*** RECORDS SHOWN Section Begins ***

PR #2333, opened 2026-02-23
Support new API GetObjectAttributes

maeldonn:
Issue: ZENKO-5117

### DIFF
--- a/solution/deps.yaml
+++ b/solution/deps.yaml
@@ -125,7 +125,7 @@ vault:
   dashboard: vault2/vault-dashboards
   policy: vault2/vault-policies
   image: vault2
-  tag: 8.11.1
+  tag: 8.11.2
   envsubst: VAULT_TAG
 zenko-operator:
   sourceRegistry: ghcr.io/scality
--- a/solution/deps.yaml
+++ b/solution/deps.yaml
@@ -16,7 +16,7 @@ cloudserver:
   sourceRegistry: ghcr.io/scality
   dashboard: cloudserver/cloudserver-dashboards
   image: cloudserver
-  tag: 9.3.2
+  tag: 9.3.4
   envsubst: CLOUDSERVER_TAG
 drctl:
   sourceRegistry: ghcr.io/scality
--- a/tests/ctst/features/user-defined-metadata/get-object-attributes.feature
+++ b/tests/ctst/features/user-defined-metadata/get-object-attributes.feature
@@ -37,13 +37,14 @@ Feature: GetObjectAttributes
         And an IAM policy attached to the entity "user" with "Allow" effect to perform "s3" "GetObjectAttributes" on "arn:aws:s3:::*"
         When the user calls GetObjectAttributes for "object-no-metadata" requesting "<attributes>"
         Then the operation finished without error
+        And the GetObjectAttributes response should contain "<attributes>"
 
         Examples:
             | attributes      |
             | ObjectSize      |
             | ETag            |
+            | StorageClass    |
             | ObjectSize,ETag |
-
 
     @2.14.0
     @PreMerge
@@ -104,6 +105,7 @@ Feature: GetObjectAttributes
         And an IAM policy attached to the entity "user" with "Allow" effect to perform "s3" "GetObjectVersionAttributes" on "arn:aws:s3:::*"
         When the user calls GetObjectAttributes for "object-no-metadata-versioned" requesting "<attributes>" with the latest version
         Then the operation finished without error
+        And the GetObjectAttributes response should contain "<attributes>"
 
         Examples:
             | attributes      |
--- a/tests/ctst/features/user-defined-metadata/get-object-attributes.feature
+++ b/tests/ctst/features/user-defined-metadata/get-object-attributes.feature
@@ -1,6 +1,6 @@
 Feature: GetObjectAttributes
 
-    @2.13.5
+    @2.14.0
     @PreMerge
     @GetObjectAttributes
     Scenario: Access Denied for GetObjectAttributes without user metadata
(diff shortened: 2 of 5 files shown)


solution/deps.yaml
```diff
@@ -16,7 +16,7 @@ cloudserver:
   sourceRegistry: ghcr.io/scality
   dashboard: cloudserver/cloudserver-dashboards
   image: cloudserver
-  tag: 9.3.2
+  tag: 9.3.3
```
maeldonn:
```suggestion
  tag: 9.3.4
```
Update after [CLDSRV-856](https://scality.atlassian.net/browse/CLDSRV-856) merge and release to fix the tests.

tests/ctst/steps/user-defined-metadata/get-object-attributes.ts
```diff
@@ -0,0 +1,48 @@
...
+    const attributesList = JSON.stringify(attributes.split(',').map(attr => attr.trim()));
+
+    const result = await S3.getObjectAttributes({
+        bucket: bucketName,
+        key: objectName,
+        objectAttributes: attributesList,
+        ...(versionId && { versionId }),
+    });
+
+    // The AWS SDK may fail to deserialize non-standard responses
```
DarkIsDude: We should find a way to check the value of some metadata ? Maybe with a new `Then the metadata <name> should be equal to <value>` and create a new `Given the user metadata <name> on the object with <value>` ?

tests/ctst/features/user-defined-metadata/get-object-attributes.feature
SylvainSenechal, line 1: Here we are adding a test for a new api, it seems we don't really have other ctst tests specifically focused on uniquely doing api tests, but for organisation purpose, it might be nice to have a folder features/api/get-object-attributes. If we were to have many apis tested, the other feature folder would be "drowned" in the api tests

tests/ctst/steps/user-defined-metadata/get-object-attributes.ts
maeldonn: These CTST tests are focused on validating the authorization model, verifying that the correct IAM policy combinations are properly enforced through all components. The return values themselves are already covered by cloudserver's own tests.

Adding value assertions at the E2E level would increase maintenance cost without meaningfully increasing confidence, since there's no inter-service transformation between cloudserver reading metadata and returning the response that could silently corrupt a value while still returning HTTP 200.

francoisferrand: * "may" is weird : when does it fail, when does it pass?
* it obviously cannot return "custom" attributes, but it should be possible to get access to "all" headers (maybe through some possibly custom middleware), so you can get the requested information. @DarkIsDude added some exemple code (for listobjectv2) in the design or TAD I think (or somewhere else :-P ), it should probably look similar : and we should definitely do it here, both to verify it works (the actual expected value is returned) and have some exemple code

tests/ctst/steps/user-defined-metadata/list-objects-v2.ts
```diff
@@ -0,0 +1,30 @@
...
+    const result = await S3.listObjectsV2({
+        bucket: bucketName,
+        ...(optionalAttributes && {
+            optionalObjectAttributes: JSON.stringify(
+                optionalAttributes.split(',').map(attr => attr.trim()),
+            ),
+        }),
+    });
+
+    // The AWS SDK may fail to deserialize non-standard responses
```
francoisferrand: same here

tests/ctst/steps/user-defined-metadata/get-object-attributes.ts
maeldonn: I’ve updated the comment. Since CTST tests rely on the cli-testing library rather than the SDK, we can't override the behavior as we did before. Instead, I've added assertions for the standard attributes.

francoisferrand: you should still be able to call the SDK directly, even from ctst tests, right?
and/or make a PR in cli-testing repo to add the missing code on top of SDK...

francoisferrand:
> # Incorrect fix version
> The `Fix Version/s` in issue [ZENKO-5117](https://scality.atlassian.net/browse/ZENKO-5117) contains:
> 
> * _None_
> 
> Considering where you are trying to merge, I ignored possible hotfix versions and I expected to find:
> 
> * `2.14.0`
> 
> Please check the `Fix Version/s` of [ZENKO-5117](https://scality.atlassian.net/browse/ZENKO-5117), or the target branch of this pull request.

@maeldonn This is not the right ticket: should reference ZENKO-5177 .... and thus you will need to rename your branch, and reopen the PR...

[ZENKO-5117]: https://scality.atlassian.net/browse/ZENKO-5117?atlOrigin=eyJpIjoiNWRkNTljNzYxNjVmNDY3MDlhMDU5Y2ZhYzA5YTRkZjUiLCJwIjoiZ2l0aHViLWNvbS1KU1cifQ
[ZENKO-5117]: https://scality.atlassian.net/browse/ZENKO-5117?atlOrigin=eyJpIjoiNWRkNTljNzYxNjVmNDY3MDlhMDU5Y2ZhYzA5YTRkZjUiLCJwIjoiZ2l0aHViLWNvbS1KU1cifQ

tests/ctst/features/user-defined-metadata/get-object-attributes.feature
```diff
@@ -0,0 +1,133 @@
+Feature: GetObjectAttributes
+
+    @2.14.0
+    @PreMerge
+    @GetObjectAttributes
+    Scenario: Access Denied for GetObjectAttributes without user metadata
```
SylvainSenechal, line 6: Nit: I think should rework the scenario title a bit, it's kinda misleading : makes it looks like the access denied is because there are no userMetadata, should be more like 

"Access Denied for GetObjectAttributes when missing IAM permissions" + "no metadata case" 

Also, more importantly, it's probably not gonna be (easily) doable given the rigidity of cucumber steps, but  I see you have scenarios "without user metadata", "with user metadata" : This is the kind of situation where we usually want to keep a single scenario, but have the with/without inside a parameter to be put in the Examples array. edit : yeah not possible unless we wanna refactor 5000 tests :)

 There might be the same issue though with the versioned/non versioned bucket, and this one should be fixable

tests/ctst/features/user-defined-metadata/get-object-attributes.feature
```diff
@@ -0,0 +1,133 @@
...
+            | ETag                |
+            | x-amz-meta-foo      |
+            | x-amz-meta-bar      |
+            | ETag,x-amz-meta-foo |
+
+    @2.14.0
+    @PreMerge
+    @GetObjectAttributes
+    Scenario Outline: Access Denied for GetObjectAttributes with versioned bucket
+        Given a "Non versioned" bucket
```
SylvainSenechal, line 85: title is versioned 
given is non versioned
this should be merged with the very first scenario, and versioned or not added to Example table parameters

tests/ctst/features/user-defined-metadata/get-object-attributes.feature
```diff
@@ -0,0 +1,133 @@
...
+    @GetObjectAttributes
+    Scenario Outline: GetObjectAttributes returns expected attributes for an object with user metadata
+        Given a "Non versioned" bucket
+        And 1 objects "object-with-metadata" of size 100 bytes with user metadata "x-amz-meta-foo=bar"
+        And a IAM_USER type
+        And an IAM policy attached to the entity "user" with "Allow" effect to perform "s3" "GetObject" on "arn:aws:s3:::*"
+        And an IAM policy attached to the entity "user" with "Allow" effect to perform "s3" "GetObjectAttributes" on "arn:aws:s3:::*"
+        And an IAM policy attached to the entity "user" with "Allow" effect to perform "scality" "GetObjectAttributesCustom" on "arn:aws:s3:::*"
+        When the user calls GetObjectAttributes for "object-with-metadata-1" requesting "<attributes>"
+        Then the operation finished without error
```
SylvainSenechal, line 72: Are you not checking the returned attribute values ?

maeldonn:
Moved to #2337

PR #2335, opened 2026-02-24
Use Zookeeper image from Adobe fork

delthas:
Issue: ZENKO-5198

### DIFF
--- a/solution/deps.yaml
+++ b/solution/deps.yaml
@@ -133,7 +133,7 @@ zenko-operator:
   tag: v1.8.3
   envsubst: ZENKO_OPERATOR_TAG
 zookeeper:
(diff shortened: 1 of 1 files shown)


solution/deps.yaml
```diff
@@ -130,10 +130,10 @@ vault:
 zenko-operator:
   sourceRegistry: ghcr.io/scality
   image: zenko-operator
-  tag: v1.8.3
+  tag: 9452d6fd6a0a9fabd6e7cbb4a6b4f227e6e8396f
```
francoisferrand: to be updated with proper tag

francoisferrand (approved):

SylvainSenechal (approved):

PR #715, opened 2017-05-04
Exported FindSnapshot() Method

aniketGslab:
I have exported FindSnapshot() so that other packages will be able to access it.

### DIFF
--- a/object/virtual_machine.go
+++ b/object/virtual_machine.go
@@ -518,11 +518,11 @@ func (m snapshotMap) add(parent string, tree []types.VirtualMachineSnapshotTree)
 	}
 }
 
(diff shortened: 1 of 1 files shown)


object/virtual_machine.go
```diff
@@ -518,11 +518,11 @@ func (m snapshotMap) add(parent string, tree []types.VirtualMachineSnapshotTree)
 	}
 }
 
-// findSnapshot supports snapshot lookup by name, where name can be:
+// FindSnapshpt supports snapshot lookup by name, where name can be:
```
dougm: typo: "shpt" should be "shot"

dougm:
:+1:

*** RECORDS SHOWN Section Ends ***

## WHAT NEEDS TO BE DONE
For each line of the entries that includes "attributesList", show that line.

## COMPLETED TASK
+    const attributesList = JSON.stringify(attributes.split(',').map(attr => attr.trim()));
+        objectAttributes: attributesList,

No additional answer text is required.